Wenn du ein potentieller Käufer bist, sag du kümmerst dich um den Abtransport und zahl den symbolischen Euro.

Gruß Nori


----------



## Patrick K (17. März 2013)

*AW: Wertverlust GFK-Fertigteich in 12 Jahren??*

Hallo Stefan 

wenn man denn Transport mit rechnet ist 1€ schon fast zu teuer...............

willst du dir einen Kaufen ??? oder hast du einen über ???

Gruss aus der Nachbarschaft Patrick


----------



## StefanRP (17. März 2013)

*AW: Wertverlust GFK-Fertigteich in 12 Jahren??*

Also ich wäre der Käufer.
Man sieht im Angebot leider nur ein Bild, auf dem der Teich eingebaut und mit Wasser befüllt ist.
Angeblich ist alles voll funktionstüchtig.
Der Verkäufer baut ihn lt. eigener Aussage selbst aus.
Das Teil geht an Selbstabholer, wären von mir aus ca. 40km  u. über die Autobahn in 30 Min. zu erreichen.


----------



## Nymphaion (17. März 2013)

*AW: Wertverlust GFK-Fertigteich in 12 Jahren??*

Hallo Stefan,

warum muss es denn ein GFK-Teich sein? Das ist ziemlich die schlechteste Lösung die es im Teichbau gibt. Die Grube für den Teich muss exakt passen und mit Sand ausgefüllt werden, weil es bei Hohlräumen unter der Plastikschale leicht Bruch geben kann. Die Form dieser Teichschalen ist alles andere als gelungen, da fehlen einfach ausreichende Pflanzzonen, und schließlich habe ich noch nie einen GFK-Teich gesehen der überzeugend in den Garten integriert werden konnte. Ich kenne solche Teiche nur als offensichtliche Fremdkörper. Folienteiche sind leichter und billiger anzulegen und viel überzeugender.


----------



## Zermalmer (17. März 2013)

*AW: Wertverlust GFK-Fertigteich in 12 Jahren??*

Hallo Werner,





meinen alten Teich würde ich jetzt nicht unbedingt als offensichtlichen Fremdkörper ansehen.

Aber Du hast an sich recht. Eine Teichschale ist nicht unbedingt einfach ein zu bauen und die Randgestaltung ist auch nicht einfach.

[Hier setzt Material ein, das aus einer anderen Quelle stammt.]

PR #185, opened 2025-10-28
Data model investment track ing and portfolio snapshot models+migrations 21

redrembo24680:


backend/apps/investors/models.py
```diff
@@ -62,13 +62,76 @@ class InvestorProfile(models.Model):
...
     class Meta:
         verbose_name = "Investor Profile"
         verbose_name_plural = "Investor Profiles"
+
+# Tracking Model
+class Tracking(models.Model):
+    id = models.UUIDField(primary_key=True, default=uuid.uuid4, editable=False)
+    investor = models.ForeignKey(User, on_delete=models.CASCADE, related_name='tracking')
+    target_type = models.CharField(choices=[('startup', 'startup'), ('project', 'project')], max_length=32)
+    target_id = models.UUIDField()  # FK via generic relation or separate FK fields
```
mehalyna, line 86: target_id = models.UUIDField() assumes tracked targets use UUID PKs. However, StartupProfile in startups still uses BigAutoField (integer PK) per startups/migrations/0001_initial.py. This leads to value/type mismatches and runtime errors when target_type == 'startup'.

Use a content-type/generic relation or a string-typed object_id that can store both integer and UUID, e.g.:
```
from django.contrib.contenttypes.fields import GenericForeignKey
from django.contrib.contenttypes.models import ContentType

content_type = models.ForeignKey(ContentType, on_delete=models.CASCADE)
object_id = models.CharField(max_length=36)  # stores either int or uuid hex
target = GenericForeignKey('content_type', 'object_id')
```
Or, if you intend to only track projects (UUID) and not startups, restrict target_type choices and validate accordingly.

backend/apps/projects/migrations/0001_initial.py
mehalyna, line 1: The migration rewrites Project primary key from an integer BigAutoField to UUIDField. Additionally several downstream migration files were removed (multiple remove file entries). Changing PK type and rewriting migration history is high risk: it can cause data loss, broken foreign keys, and prevent upgrading existing databases.
From my point of view, it'll be better to use another approach.
Revert history rewrite. Implement PK migration in safe, multi-step migrations: 
1) add a nullable UUID field, 
2) populate UUIDs for existing rows, 
3) change FKs on dependent models to reference the UUID (add new FK fields and copy data), 
4) swap PKs with a controlled AlterField + data migration step. Keep old migrations intact and add incremental migrations instead of deleting them.

backend/apps/investors/models.py
```diff
@@ -2,6 +2,8 @@
 from django.core.exceptions import ValidationError
 from django.db import models
 from phonenumber_field.modelfields import PhoneNumberField
+from apps.projects.models import Project
```
mehalyna: This import introduces strong coupling and can produce circular import issues during Django startup and migrations. Models should generally reference other models by app label string to avoid import-time problems.

Replace direct import with lazy string reference in ForeignKey:
```
project = models.ForeignKey('projects.Project', on_delete=models.PROTECT, related_name='investments')
```
Remove the direct import to avoid circular import and keep module boundaries clean.

backend/apps/investors/models.py
redrembo24680: Yaroslav replaced id in other models with the uuid, so please check if everything is okay now.

backend/apps/investors/models.py
```diff
@@ -65,13 +66,75 @@ class InvestorProfile(TimeStampedModel):
...
+class Investment(TimeStampedModel):
+    investor = models.ForeignKey(User, on_delete=models.CASCADE, related_name='investments')
+    project = models.ForeignKey('projects.Project', on_delete=models.PROTECT, related_name='investments')
+    status = models.CharField(choices=[('committed', 'committed'), ('transferred', 'transferred'), ('returned', 'returned'), ('cancelled', 'cancelled')], default='committed', max_length=50)
+    amount_committed = models.DecimalField(max_digits=18, decimal_places=2)
+    amount_invested = models.DecimalField(max_digits=18, decimal_places=2, default=0)
+    currency = models.CharField(max_length=3, default='UAH')
+    meta = models.JSONField(null=True)  # notes, terms, round info
+
+    class Meta:
```
butuz0: `TimeStampedModel.Meta` defines default model ordering:
`ordering = ['-created_at', '-updated_at']`
If you want to keep this ordering, your `Meta` class should inherit from `TimeStampedModel.Meta`:
`class Meta(TimeStampedModel.Meta):`
If ordering is not important for this model, your implementation is perfectly fine.

backend/apps/investors/models.py
```diff
@@ -65,13 +66,75 @@ class InvestorProfile(TimeStampedModel):
...
+    projects_count = models.IntegerField()
+    total_committed = models.DecimalField(max_digits=18, decimal_places=2)
+    total_invested = models.DecimalField(max_digits=18, decimal_places=2)
+    summary = models.JSONField()  # precomputed KPIs
+
+    def __str__(self):
+        investor_name = f"{self.investor.first_name} {self.investor.last_name}".strip()
+        return f"Snapshot for {investor_name} at {self.computed_at}"
+
+    class Meta:
```
butuz0: `TimeStampedModel.Meta` defines default model ordering:
`ordering = ['-created_at', '-updated_at']`
If you want to keep this ordering, your `Meta` class should inherit from `TimeStampedModel.Meta`:
`class Meta(TimeStampedModel.Meta):`
If ordering is not important for this model, your implementation is perfectly fine.

mehalyna (approved):

butuz0 (approved):

kesshich (approved):

PR #189, opened 2025-10-29
fix ci - linter and python version

Domanov-Vitalii:
I decided to combine two tasks in this PR because they are relatively simple, so I didn't see the need to split them into separate PRs. Changes were made regarding the matrix - I removed the matrix and left only the stable 3.10 version of Python. I also indicated an explicit path to the flake configuration in the project structure to ensure there would be no discrepancies.

That's what I thought from the beginning, but now looking back I can say that it was a fun 5 hours. Changes have been made to 
image

General settings

Backend
Containerization: The work is performed in an isolated environment (container: python:3.10), which guarantees stability.
Database: For tests, a service with PostgreSQL 14 is automatically started.
Reliability: Added a health check for the database so that tests do not start until it is ready.
Network: A connection to the database is created by using the service name db as the host (POSTGRES_HOST: db).
Testing: Django tests are run with code coverage measurement, after which the report is uploaded to Codecov.
Frontend
Environment: The current version of Node.js 20.19.4 is used, which is a requirement for new versions of Vite.
Critical fix: Implemented a workaround for the npm native dependency rolldown bug. The Force clean install step forcibly removes package-lock.json and node_modules and performs npm install "from scratch". This forces npm to correctly install dependencies for Linux environments in CI.
Build: The npm run build command is executed to compile the frontend application.
Artifacts: The finished build (frontend/dist) is saved as an artifact for later use (e.g., for deployment).


.github/workflows/ci.yml
```diff
@@ -34,11 +33,11 @@ jobs:
           pip install -r backend/requirements.txt
 
       - name: "Lint (flake8)"
-        run: pip install flake8==7.0.0 && flake8 backend/
+        run: pip install flake8==7.0.0 && flake8 --config=backend/.flake8 backend/
 
       - name: 'Tests with coverage'
         run: |
-          coverage run --source='.' manage.py test
+          coverage run --source='.' manage.py test apps.authentication apps.common apps.investors apps.startups
```
butuz0: It looks like the test command explicitly runs only a few apps.
There are other apps in the project, like `users`, `user_messages`, `dashboard`, that contain tests as well, so this setup currently skips them.

backend/backend/settings.py
```diff
@@ -110,13 +111,20 @@
...
+        "NAME": ":memory:",  
     }
+
+    class DisableMigrations:
+        def __contains__(self, item):
+            return True
+        def __getitem__(self, item):
+            return None
+
+    MIGRATION_MODULES = DisableMigrations()
```
butuz0: You can set "MIGRATE": False in test database settings instead.
https://docs.djangoproject.com/en/5.2/ref/settings/#migrate

butuz0 (changes requested):

.github/workflows/ci.yml
```diff
@@ -9,38 +9,53 @@ on:
...
+        run: psql -h db -U postgres -d testdb -c "SELECT 1;"
 
-      - name: 'Tests with coverage'
+      - name: Tests with coverage
+        env:
+          POSTGRES_DB: testdb
+          POSTGRES_USER: postgres
+          POSTGRES_PASSWORD: password
+          POSTGRES_HOST: db
+          POSTGRES_PORT: 5432
```
mehalyna: The password is set as plain PGPASSWORD environment variable and used directly in a CLI command (psql -c "SELECT 1;"). This may inadvertently log secrets and is unsafe.

Use secrets and avoid injecting passwords into logs; use .pgpass or rely on the service network with proper secrets.

.github/workflows/ci.yml
```diff
@@ -9,38 +9,53 @@ on:
...
+        working-directory: backend
         run: |
-          coverage run --source='.' manage.py test
+          coverage run --source='.' manage.py test apps.authentication apps.common apps.investors apps.startups apps.projects apps.dashboard apps.user_messages apps.users
```
mehalyna: The coverage run explicitly runs manage.py test for a fixed list of apps. New apps or tests outside these apps will not run, causing silent regressions and missing coverage.

Revert to manage.py test (project-wide) or programmatically discover apps. If you must restrict, derive the list dynamically from INSTALLED_APPS or a maintained matrix.

.github/workflows/ci.yml
```diff
@@ -51,32 +66,30 @@ jobs:
...
+          cache-dependency-path: 'frontend/package-lock.json'
 
-      - name: "Install dependencies"
-        run: npm ci
-        working-directory: frontend
+      - name: Force clean install
+        run: |
+          rm -f package-lock.json
+          rm -rf node_modules
+          npm install
```
mehalyna, line 91: Removing package-lock.json and running npm install leads to non-repeatable builds and may introduce different dependency versions on CI vs local dev. This undermines reproducibility and can hide dependency-related bugs.

Use npm ci with the lockfile committed. If you must regenerate, do it intentionally in a separate step and commit the lockfile. Replace with:
```
- run: npm ci
```

Domanov-Vitalii: Thanks, I generally agree about reproducible builds. I tried npm ci with a messed up package-lock.json (Node 20.19.4, npm 10.x) — CI consistently crashes on Vite/Rolldown with the error:

Error: Cannot find native binding '@rolldown/binding-linux-x64-gnu' (link in trace to npm optional deps bug #4828)
What I've already checked and didn't help:

working-directory: frontend and valid lockfile
node 20.19.x (requirement of Vite) and npm cache clean --force
npm ci and npm install with and without cache
The root of the problem — optionalDependencies with native Rolldown bindings: a lockfile compiled on another OS sometimes does not install the required @rolldown/binding in CI (Linux). This is a known case/regression around #4828, which Vite still mentions in its own bug report.

Therefore, the current step rm package-lock.json && npm install is a temporary workaround so that the build is not blocked.

Lockfile is formally cross-platform, but with optionalDependencies with native bindings (rolldown) npm sometimes incorrectly picks up the platform package when changing OS.
npm ci strictly reproduces what is in the lockfile, and on Linux it may not install @rolldown/binding-linux-*, which gives an error (variant of bug #4828).
Therefore, simply “roll npm ci” will not help until the lockfile is generated on the target platform.

butuz0 (approved):

.github/workflows/ci.yml
Domanov-Vitalii: - name: Tests with coverage
        working-directory: backend
        run: |
          PROJECT_APPS=$(python manage.py shell --no-startup -c "from django.conf import settings; print(' '.join(app for app in settings.INSTALLED_APPS if app.startswith('apps.') or app.startswith('api.')))" | tail -n 1)
          echo "--- Running tests for the following apps ---"
          echo "$PROJECT_APPS"
          echo "--------------------------------------------"
          
          coverage run --source='.' manage.py test $PROJECT_APPS
          coverage xml
now ci test apps in INSTALLED_APPS

kesshich (approved):

mehalyna (approved):

PR #192, opened 2025-10-31
Create the desktop UI component and route RestorePassword.tsx

LambertoKalisto:


frontend/src/pages/RestorePassword.tsx
```diff
@@ -0,0 +1,142 @@
...
+
+  async function onSubmit(e: React.FormEvent) {
+    e.preventDefault();
+    setMsg(null);
+    setError(null);
+
+    if (!password || !confirm) return setError(t.required);
+    if (password.length < 8) return setError(t.tooShort);
+    if (password !== confirm) return setError(t.mismatch);
+
```
mehalyna, line 88: The component sets an error in useEffect when uid or token are missing, but onSubmit still proceeds to call the API using possibly null uid/token values (body: JSON.stringify({ uid, token, new_password: password })). This can send malformed requests or leak undefined values to the backend.

Explicitly verify uid and token inside onSubmit and prevent the request if missing. Example:
```
if (!uid || !token) {
  setError(t.invalidToken);
  return;
}
```
Place this check before setLoading(true).

frontend/src/pages/RestorePassword.tsx
```diff
@@ -0,0 +1,142 @@
...
+  const uid = search.get("uid");
+  const token = search.get("token");
+
+  useEffect(() => {
+    if (!uid || !token) {
+      setError(t.invalidToken);
+    }
+  }, [uid, token]);
+
+  async function onSubmit(e: React.FormEvent) {
```
mehalyna, line 79: After successful password change the component navigates to "/login" unconditionally. If the app uses localized routes or query params, users may lose locale context; also if navigate target should depend on origin, it's not preserved.

Either accept a redirect query param (validate it) or use a known route helper to preserve locale. E.g. `const redirect = search.get('next') || /login${locale ? ?lang=${locale} : ''}; setTimeout(() => navigate(redirect), 3000);`

frontend/src/pages/RestorePassword.tsx
mehalyna, line 1: The code sets generic "Error", "Server error", and "Network error" messages that may not be localized and may expose or hide useful information inconsistently. Also some error messages are hardcoded English, bypassing translation table.

Use translation table t for all user-visible messages and normalize server-provided messages cautiously. Replace "Error", "Server error", and "Network error" with t.* entries or add new keys.

LambertoKalisto:
Added UID/token validation inside onSubmit — prevents API calls with missing or invalid values.
Improved redirect logic — preserves locale and optional next query param after successful password change.
Localized all error messages — replaced hardcoded "Error", "Server error", "Network error" with translation keys from t.
Cleaned up error handling — added fallback unknownError, improved code readability and consistency.
Minor UX improvements — clearer success/error messages and safer async handling.

frontend/src/pages/RestorePassword.tsx
```diff
@@ -0,0 +1,156 @@
...
+  const next = search.get("next");
+  const locale = lang;
+
+  useEffect(() => {
+    if (!uid || !token) {
+      setError(t.invalidToken);
+    }
+  }, [uid, token, t]);
+
+  async function onSubmit(e: React.FormEvent) {
```
mehalyna, line 79: The client posts to /api/auth/password-reset/confirm/ using fetch without any CSRF token, authentication header, or documented server contract. If the backend expects CSRF or other anti-forgery measures, this can fail or open CSRF vectors depending on cookie auth. Additionally, uid/token are sent from query params which may be logged or exposed.

Confirm backend expects JSON POST and how it protects CSRF. If cookies are used, include credentials: 'include' and/or attach CSRF header. Prefer sending minimal token only (not uid in URL) and avoid storing tokens in logs. Example: 
```
const res = await fetch("/api/auth/password-reset/confirm/", {
method: "POST", credentials: "include", 
// if cookies required 
headers: { "Content-Type": "application/json", "X-CSRFToken": getCsrfToken(), }, 
body: JSON.stringify({ uid, token, new_password: password }), });
```

frontend/src/pages/RestorePassword.tsx
```diff
@@ -0,0 +1,156 @@
...
+  const uid = search.get("uid");
+  const token = search.get("token");
+  const next = search.get("next");
+  const locale = lang;
+
+  useEffect(() => {
+    if (!uid || !token) {
+      setError(t.invalidToken);
+    }
+  }, [uid, token, t]);
```
mehalyna, line 77: useEffect sets error if !uid || !token, but the component still renders the password form unless error exactly equals t.invalidToken (checked later). There is possible race/ordering where error may not prevent form usage; also uid/token could be present then removed. This ambiguous flow may result in attempting submit with missing uid/token checked later but flow is confusing.

Block rendering the form entirely if uid or token are missing. For example return early (like currently done) based on a derived boolean: if (!uid || !token) return invalid token UI. Move the check before hooks that depend on them.

frontend/src/pages/RestorePassword.tsx
```diff
@@ -0,0 +1,156 @@
...
+    try {
+      const res = await fetch("/api/auth/password-reset/confirm/", {
+        method: "POST",
+        headers: { "Content-Type": "application/json" },
+        body: JSON.stringify({ uid, token, new_password: password }),
+      });
+
+      if (res.ok) {
+        setMsg(t.success);
+        const redirect = next
```
mehalyna: The next query param is used directly to build redirect target after success. An attacker could craft links that redirect users to arbitrary external sites.

Validate next against an allowed internal path whitelist or ensure it begins with '/' and not '//' or include host validation. Example: 
```
const redirect = next && next.startsWith('/') ? next : /login?lang=${locale};
```

frontend/src/pages/RestorePassword.tsx
```diff
@@ -0,0 +1,156 @@
...
+          : locale
+          ? `/login?lang=${locale}`
+          : "/login";
+        setTimeout(() => navigate(redirect), 3000);
+      } else if (res.status === 400) {
+        const data = await res.json().catch(() => ({}));
+        if (data?.token || data?.uid) setError(t.invalidToken);
+        else if (data?.new_password) setError(t.weak);
+        else setError(t.unknownError);
+      } else {
```
mehalyna: The branch for res.status === 400 does await res.json().catch(() => ({})); other non-JSON errors or other 4xx codes are not parsed, possibly swallowing useful server messages. Also status codes like 401/403 not handled.

Handle other 4xx/5xx explicitly and parse body safely. Example: 
```
const text = await res.text(); 
let data = {}; 
try { data = JSON.parse(text); 
} catch {} 
// then handle data.detail || data.new_password etc. 
```
Also handle 401/403.

LambertoKalisto:
Add 401/403 errors. Delete useEffects.

mehalyna (approved):

Yenot52 (approved):

Tonnnya (approved):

NACHTRAG:GFK Teiche verzeihen aber meist kleine Hohlräume, was bei den 'normalen' Kunststoffteichen nicht der Fallist, da der sich wesentlich mehr verformt. Meine Teichschale (siehe unten) hatte ich im ausgebauten Zustand nur mit ein paar Stützen komplett gefüllt gehabt, damit die Fische für die Umbauzeit gut untergebracht waren.
Mit ner Plastikwanne hätte das sicher nicht so funktioniert. 
-------------

Btw. wo wir grade bei GFK sind...
Ich hätte noch meine alte Schale.... hat jemand interesse?


----------



## sebt (24. März 2013)

*AW: Wertverlust GFK-Fertigteich in 12 Jahren??*

Also ich habe einen GFK-Teich aus dem Jahr 1994, womit es bisher keine Probleme gab. Es gibt eine durchgehende Pflanzzone am Rand. Und wenn man den Rand ordentlich mit Steinen abdeckt bzw. bepfanzt, sieht man das Becken kaum noch.


----------



## Shubunkin7 (19. Apr. 2013)

*AW: Wertverlust GFK-Fertigteich in 12 Jahren??*

@sebt

Also wie du den Rand der Wanne versteckt hast ist absolute Klasse. Ich habe __ Efeu rundherum gepflant. Macht es etwas was aus wenn das Efeu im Wasser hängt.
Ich habe leider auf jemanden gehört der wohl keine Ahnung hatte. Bau die GFK-Wanne (1860Ltr.) etwas höher ein die setzt sich noch mindestens um 2cm. Von wegen,
Nix ist passiert.Jetzt habe ich 3-4 cm Platz zwischen Wannenrand und Boden.Und das sah kacke aus. Mit dem Efeu geht es, wenn es größer wird.


MfG __ Shubunkin


----------



## California1 (19. Apr. 2013)

*AW: Wertverlust GFK-Fertigteich in 12 Jahren??*

Hallo Andreas,
wie viel Liter Wasservolumen hat deine Teichschale denn?

Lg


----------



## Zermalmer (19. Apr. 2013)

*AW: Wertverlust GFK-Fertigteich in 12 Jahren??*

Hallo California1,
gemessen habe ich es nie, deswegen ist es leider nur eine Schätzung.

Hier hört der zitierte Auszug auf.